Slide 23: Jerry and flag
The equivalent charge for archivists is building collections that are truly representative, portraying all
sides, but most especially those who most need a hearing: giving voice to the voiceless, documenting the
undocumented;
Or curating the controversial. And that is the risk to manage: to ensure that our commitment to fairness,
democracy, and truth -- despite appearances, despite public perception, despite bad PR - - is not only
what guides us, but what the public sees.
That, ultimately, is what we can control. It is naïve to imagine that the Dead Archive - - or any archive - -
can control bad PR or offset a stigma. But as one historian pointed out recently:
“What happened in San Francisco, and throughout much of youth culture in that time [the
1960s], is still with us, whether we like it or not ... [it] formed the central dynamic of a
war of values that became the story of America in the late 1960s and early 1970s. …. The
resonance of that disruption still informs almost every major political dispute and cultural
rupture of our times. In one way or another, the arguments of San Francisco in 1967 will
never end.” (Gilmore 103)
That is why what we do by preserving this Archive is so important—and why our custody of it is
an expression of not just our founding values as a University, but our sustaining virtues today.
And it is especially appropriate for this collection: though the Dead have never fully escaped the
stigma surrounding their genesis, their archives document the cooperation, commitment, and
tradition that informed and defined the Dead phenomenon, and we should be proud that our
stewardship of those Archives here is an extension and expression of those ideals as well.
I began this talk by focusing on negativity: the disasters of Alexandria and Baghdad.

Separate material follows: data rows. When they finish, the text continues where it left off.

PR #198, opened 2020-09-07
Added source table and partitions to CopierContext

nvitucci:
Adding `Table sourceTable` and `List<Partition> sourcePartitions` to `CopierContext` in order to propagate table and partition filter information down to the copiers.

### DIFF
--- a/circus-train-api/src/main/java/com/hotels/bdp/circustrain/api/copier/CopierContext.java
+++ b/circus-train-api/src/main/java/com/hotels/bdp/circustrain/api/copier/CopierContext.java
@@ -20,6 +20,8 @@ import java.util.List;
 import java.util.Map;
 
 import org.apache.hadoop.fs.Path;
+import org.apache.hadoop.hive.metastore.api.Partition;
+import org.apache.hadoop.hive.metastore.api.Table;
 
 import com.google.common.collect.ImmutableList;
 import com.google.common.collect.ImmutableMap;
@@ -34,6 +36,8 @@ public final class CopierContext {
   private Path replicaLocation;
   private Map<String, Object> copierOptions;
   private TableReplication tableReplication;
+  private Table sourceTable;
+  private List<Partition> sourcePartitions;
 
   public CopierContext(
       TableReplication tableReplication,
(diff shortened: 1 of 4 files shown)


massdosage (commented):
Code changes look good, needs unit tests and CHANGELOG. Let's try this out downstream in the project which requires this before merging though, in case there are other changes we need too.

circus-train-api/src/main/java/com/hotels/bdp/circustrain/api/copier/CopierContext.java
```diff
@@ -50,6 +56,40 @@ public CopierContext(
     }
     this.replicaLocation = replicaLocation;
     this.copierOptions = ImmutableMap.copyOf(copierOptions);
+    this.sourceTable = sourceTable;
+    this.sourcePartitions = sourcePartitions;
+  }
+
+  public CopierContext(
```
patduin, line 63: Can we just remove these three constructors and stick with changing this one. It's very confusing what you need to actually make. We're not using

circus-train-api/src/test/java/com/hotels/bdp/circustrain/api/copier/CopierContextTest.java
```diff
@@ -0,0 +1,69 @@
...
+
+  @Before
+  public void init() {
+    copierContext = new CopierContext(tableReplication, eventId, sourceLocation, sourceSubLocations,
+        replicaLocation, copierOptions, sourceTable, sourcePartitions);
+  }
+
+  @Test
+  public void getters() {
+    assertThat(copierContext.getEventId(), is("1"));
```
massdosage, line 59:
```suggestion
    assertThat(copierContext.getEventId(), is(eventId));
```
^ maybe better to re-use the actual objects for the assertions? That way if we ever change them we only need to change them in on place instead of two.

circus-train-api/src/test/java/com/hotels/bdp/circustrain/api/copier/CopierContextTest.java
```diff
@@ -0,0 +1,69 @@
...
+import org.mockito.Mock;
+import org.mockito.runners.MockitoJUnitRunner;
+
+import com.hotels.bdp.circustrain.api.conf.TableReplication;
+
+@RunWith(MockitoJUnitRunner.class)
+public class CopierContextTest {
+
+  private @Mock TableReplication tableReplication;
+  private @Mock Map<String, Object> copierOptions;
```
massdosage, line 40:
```suggestion
  private Map<String, Object> copierOptions = new HashMap();
```
Really minor, but since we're not actually using any of the mock functionality and it's a simple one liner, might as well use a real object here.

massdosage (changes requested):
Looks good, a couple of really minor comments from me. Then change this to a non-WIP PR and update the CHANGELOG and then I think this is ready to go in.

massdosage (approved):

But as the
Dead’s art made clear, dark and light are inextricably intertwined, and instead of focusing on
avoiding disaster, we can instead note the positive: the fact that at heart, our mission is not just
shared, it is the same: to preserve our past so that we may understand it, so that our children may
understand; so that the future is not divorced from the past, adrift without the anchor that
provides continuity, perspective, and ultimately meaning.

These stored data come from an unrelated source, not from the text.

PR #208, opened 2020-12-08
Add check for empty list delete

andreeapad:


circus-train-aws/src/main/java/com/hotels/bdp/circustrain/aws/S3DataManipulator.java
```diff
@@ -54,6 +54,11 @@ public boolean delete(String path) {
     List<KeyVersion> keysToDelete = getKeysToDelete(bucket, uri.getKey());
     log.debug("Deleting keys: {}", keysToDelete.stream().map(k -> k.getKey()).collect(Collectors.toList()));
 
+    if (keysToDelete.isEmpty()) {
+      log.info("Nothing to delete at location: {}", path);
+      return false;
```
nvitucci, line 59: Is `false` the most appropriate return value here? Although this is a special case, we have that 0 files have been deleted out of 0 requested (unless the return value is also an indication that a `delete` operation did actually take place).

andreeapad: Hmm, I'm not actually sure, I couldn't find the result of this method used anywhere

nvitucci: Same here, the only call I have found for this method discards the return value. @patduin, what do you think?

nvitucci (approved):
Looks good. My only doubt is on the return value, but given that it is not used anywhere it can be changed later.

circus-train-aws/src/main/java/com/hotels/bdp/circustrain/aws/S3DataManipulator.java
patduin: I think it's ok, false is what `io.File.delete()` does.

Unfortunately this class does not have a test, luckily that will soon be fixed right @andreeapad ?!? :)

andreeapad: yes, good point @patduin  😄

circus-train-aws/src/test/java/com/hotels/bdp/circustrain/aws/S3DataManipulatorTest.java
```diff
@@ -0,0 +1,88 @@
...
+        .build();
+    return newClient;
+  }
+
+  @Test
+  public void deleteFails() {
+    s3Client.createBucket(EMPTY_BUCKET);
+    boolean result = s3DataManipulator.delete(EMPTY_PATH);
+    assertThat(result, is(false));
+  }
```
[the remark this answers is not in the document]
andreeapad: yes, I updated the tests 👍

circus-train-aws/src/main/java/com/hotels/bdp/circustrain/aws/S3DataManipulator.java
```diff
@@ -54,6 +54,11 @@ public boolean delete(String path) {
     List<KeyVersion> keysToDelete = getKeysToDelete(bucket, uri.getKey());
     log.debug("Deleting keys: {}", keysToDelete.stream().map(k -> k.getKey()).collect(Collectors.toList()));
```
massdosage, line 55: Maybe move this to line 61 as there's no point outputting this if there's nothing to delete?

circus-train-aws/src/test/java/com/hotels/bdp/circustrain/aws/S3DataManipulatorTest.java
```diff
@@ -0,0 +1,100 @@
...
+  public void deleteFolderSucceeds() throws IOException {
+    s3Client.createBucket(BUCKET);
+    File inputData = temp.newFile("data");
+    s3Client.putObject(BUCKET, FOLDER, inputData);
+    boolean result = s3DataManipulator.delete(BUCKET_PATH + "/" + FOLDER);
+    assertThat(result, is(true));
+  }
+
+  @Test
+  public void deleteInexistentFolderFails() {
```
massdosage, line 81:
```suggestion
  public void deleteNonexistentFolderFails() {
```

circus-train-aws/src/test/java/com/hotels/bdp/circustrain/aws/S3DataManipulatorTest.java
```diff
@@ -0,0 +1,100 @@
...
+    s3Client.createBucket(BUCKET);
+    boolean result = s3DataManipulator.delete(BUCKET_PATH + "/inexistent-folder");
```
massdosage, line 83:
```suggestion
    boolean result = s3DataManipulator.delete(BUCKET_PATH + "/nonexistent-folder");
```

circus-train-aws/src/test/java/com/hotels/bdp/circustrain/aws/S3DataManipulatorTest.java
```diff
@@ -0,0 +1,100 @@
...
+    assertThat(result, is(false));
+  }
+
+  @Test
+  public void deleteBucketSucceeds() {
```
massdosage, line 88: Method says "succeeds" but assertion is on method returning `false`. Is the behaviour here that it will return false as it can't actually delete a bucket?

massdosage (changes requested):

circus-train-aws/src/test/java/com/hotels/bdp/circustrain/aws/S3DataManipulatorTest.java
andreeapad: oops, it should be `fails` in this case, I have to modify the test to make it succeed actually

circus-train-aws/src/main/java/com/hotels/bdp/circustrain/aws/S3DataManipulator.java
andreeapad: yeah

circus-train-aws/src/test/java/com/hotels/bdp/circustrain/aws/S3DataManipulatorTest.java
```diff
@@ -0,0 +1,98 @@
...
+
+@RunWith(MockitoJUnitRunner.class)
+public class S3DataManipulatorTest {
+
+  private static final String AWS_ACCESS_KEY = "access";
+  private static final String AWS_SECRET_KEY = "secret";
+  private static final String BUCKET = "bucket";
+  private static final String BUCKET_PATH = "s3://" + BUCKET;
+  private static final String FOLDER = "folder";
+  private static final String EMPTY_BUCKET = "empty-bucket";
```
massdosage, line 46: I think this is actually non-existent bucket not empty right? As we don't create it anywhere.

massdosage (changes requested):

circus-train-aws/src/test/java/com/hotels/bdp/circustrain/aws/S3DataManipulatorTest.java
andreeapad: We create it in the last test. If we try to delete a non-existent bucket, we get an AmazonS3Exception. Should I add a test for that as well?

massdosage: Ah you're right, sorry,  I missed that. Might as well add a test for a non-existent bucket, it's an edge case we should never run into but to be thorough would be good to test it.

circus-train-aws/src/test/java/com/hotels/bdp/circustrain/aws/S3DataManipulatorTest.java
```diff
@@ -0,0 +1,105 @@
...
+  @Test
+  public void deleteEmptyBucketFails() {
+    s3Client.createBucket(EMPTY_BUCKET);
+    boolean result = s3DataManipulator.delete("s3://" + EMPTY_BUCKET);
+    assertThat(result, is(false));
+  }
+
+  @Test(expected = AmazonS3Exception.class)
+  public void deleteNonExistentBucketThrowsException() {
+    boolean result = s3DataManipulator.delete("s3://" + "nonexistent-bucket");
```
massdosage, line 102: If this throws an exception you don't need to store the result or assert on it as that code will never execute.

andreeapad: true, copy pasted and forgot to update 😄

circus-train-aws/src/test/java/com/hotels/bdp/circustrain/aws/S3DataManipulatorTest.java
```diff
@@ -0,0 +1,104 @@
...
+ * Unless required by applicable law or agreed to in writing, software
+ * distributed under the License is distributed on an "AS IS" BASIS,
+ * WITHOUT WARRANTIES OR CONDITIONS OF ANY KIND, either express or implied.
+ * See the License for the specific language governing permissions and
+ * limitations under the License.
+ */
+package com.hotels.bdp.circustrain.aws;
+
+import static org.hamcrest.CoreMatchers.is;
+import static org.junit.Assert.*;
```
massdosage, line 19: OMG, not sure how this slipped through but we don't want `*` imports, please get your IDE to expand these.

circus-train-aws/src/test/java/com/hotels/bdp/circustrain/aws/S3DataManipulatorTest.java
```diff
@@ -0,0 +1,104 @@
...
+  @Test
+  public void deleteEmptyBucketFails() {
+    s3Client.createBucket(EMPTY_BUCKET);
+    boolean result = s3DataManipulator.delete("s3://" + EMPTY_BUCKET);
+    assertThat(result, is(false));
+  }
+
+  @Test(expected = AmazonS3Exception.class)
+  public void deleteNonExistentBucketThrowsException() {
+    s3DataManipulator.delete("s3://" + "nonexistent-bucket");
```
massdosage, line 102: You don't need the `+` :)

andreeapad: ahhhhh

circus-train-aws/src/test/java/com/hotels/bdp/circustrain/aws/S3DataManipulatorTest.java
andreeapad: fixed, not sure what happened either

massdosage (approved):

patduin (approved):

It means that security is not just a barrier, a fence surrounding but at some remove from the
structures it seeks to protect; security is not the walls of a fortress, nor even the fortress itself,
looming above its catacombs of treasure; no, security is an inextricable part of, and expression
of, the ideals and values that drive us to collect and preserve and bequeath the past to the future.
All of those activities reveal something about ourselves: what we hold dear; what we agree is
important. That agreement, that cooperation, goes to the heart of why the Dead phenomenon
happened, and why it remains meaningful today; it is why it endures, and why this archive and
this institution’s commitment to it are so important.

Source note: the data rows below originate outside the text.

PR #211, opened 2021-02-12
Get build working on Java 11

massdosage:
This PR covers a number of changes required to get Circus Train building successfully using Java 11, as well as some cleanup and improvements, here's a summary of the changes:

* Add explicit imports on libraries no longer present in Java 11 (`javax.annotation-api`, `jaxb-api`).
* Exclude dependencies on `jdk.tools` as this is no longer present in Java 11.
* Removed some usages of `powermock` which didn't play nicely with Java 11.
* Upgrade to latest 2.x versions of Mockito and PowerMock for Java 11 support.
* Proactively move to non-deprecated code in JUnit, Mockito and Hamcrest (brought to you by `sed` and `grep`).
* Run GitHub actions using Java 8 and 11 to prove that both work (and to prevent regressions).
* Remove unnecessary Mockito stubbings (version of Mockito that supports Java 11 by default fails tests on these).
* Fixed Javadoc warnings in `circus-train-api` module.

### DIFF
--- a/circus-train-core/src/test/resources/mockito-extensions/org.mockito.plugins.MockMaker
+++ b/circus-train-core/src/test/resources/mockito-extensions/org.mockito.plugins.MockMaker
@@ -1,0 +1,1 @@
+mock-maker-inline
--- a/circus-train-integration-tests/src/test/java/com/hotels/bdp/circustrain/integration/CircusTrainParquetSchemaEvolutionIntegrationTest.java
+++ b/circus-train-integration-tests/src/test/java/com/hotels/bdp/circustrain/integration/CircusTrainParquetSchemaEvolutionIntegrationTest.java
@@ -16,7 +16,7 @@
 package com.hotels.bdp.circustrain.integration;
 
 import static org.hamcrest.CoreMatchers.is;
-import static org.junit.Assert.assertThat;
+import static org.hamcrest.MatcherAssert.assertThat;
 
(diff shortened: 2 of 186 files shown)


circus-train-core/src/test/resources/mockito-extensions/org.mockito.plugins.MockMaker
```diff
@@ -0,0 +1 @@
+mock-maker-inline
```
massdosage, line 1: This is the magic to allow Mockito to mock final classes (needed in `ManifestAttributesTest`) so we don't need PowerMock any more, for the curious - https://www.baeldung.com/mockito-final

circus-train-integration-tests/src/test/java/com/hotels/bdp/circustrain/integration/CircusTrainParquetSchemaEvolutionIntegrationTest.java
```diff
@@ -125,6 +125,7 @@ public void addFieldAtEnd() throws Exception {
         "2\tafter\t2"
     );
     runTest(schema, evolvedSchema, new FieldDataWrapper(), afterEvolution);
+    runDataChecks(evolvedSchema, expectedData);
```
massdosage, line 128: These assertions were missing so I added them (same on L142 below).

nvitucci (approved):
Discussed some details with @massdosage offline. Good to go for me.

andreeapad (approved):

Most of all, these behaviors, these obligations and our response to them, demonstrate the
universality of the ideals that tie together an Archive that to some represents a rejection of
mainstream mores—of even the notion of cultural heritage—with that bastion of cultural
heritage, a modern university archive; an act that is in itself an expression of our commitment to
open-minded inquiry, to being ethical readers of cultural phenomena often misunderstood,
marginalized, and stigmatized. Because we know that often, we can quickly discern a common
core of timeless values that have informed human history and the West for centuries, even
millennia; that those who have been branded outcasts are, in fact, our sisters, our brothers; and
that shared humanity is the core value of the Dead phenomenon, of cultural heritage institutions,
and of our commitment to making them secure. [last slide]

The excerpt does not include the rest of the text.